### YOUR OBJECTIVE
Locate the string "like" in the listing below. Copy every line where it is found.

========

PR #20711, opened 2022-12-20
🪟 🔧 Fixed passed props to `<CheckBoxControl />` which cause error in console

dizel852:
## What
Fixes passed prop to `<CheckBoxControl />` which cause error in console

## How
Remove unnecessary passed props to `<CheckBoxControl />`:
- `checkbox` - redundant prop
- `message={meta.touched && meta.error && formatMessage({ id: meta.error })}` - there is no error message for this type of control 

image


YatsukBogdan1 (approved):
LGTM

edmundito:
Would you mind cleaning up the props in CheckBoxControl as well? Looks like the `checkbox: boolean` prop is there but is it needed?

dizel852:
> Would you mind cleaning up the props type/interface in CheckBoxControl as well? Looks like the `checkbox: boolean` prop is there but is it needed?

Sure, I wanted to make a "tiny" fix, but okay will fix it. 👍

edmundito (approved):

PR #20715, opened 2022-12-20
🪟🔧  Connector builder: use new lowcode manifest

flash1293:
## What

Makes connector builder compatible with latest CDK version

## How

Pulls in newly created yaml for the low code manifest via orval and fixes all the problems.

Note: After this PR is merged in, all PRs built on top of `feature/connector-builder` need to be updated accordingly.


airbyte-webapp/src/components/connectorBuilder/types.ts
```diff
@@ -45,36 +49,40 @@ export const builderFormValidationSchema = yup.object().shape({
...
       retriever: {
+        type: "SimpleRetriever",
         name: stream.name,
         requester: {
+          type: "HttpRequester",
           name: stream.name,
           url_base: values.global?.urlBase,
           path: stream.urlPath,
           request_options_provider: {
+            // TODO can't declar type here because the server will error out, but the types dictate it is needed. Fix here once server is fixed.
```
lmossman, line 63:
```suggestion
            // TODO can't declare type here because the server will error out, but the types dictate it is needed. Fix here once server is fixed.
```

lmossman (approved):
LGTM, thanks for putting up the changes! Tested locally and it works as expected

========

### ANSWER TO THE EXERCISE
Would you mind cleaning up the props in CheckBoxControl as well? Looks like the `checkbox: boolean` prop is there but is it needed?
> Would you mind cleaning up the props type/interface in CheckBoxControl as well? Looks like the `checkbox: boolean` prop is there but is it needed?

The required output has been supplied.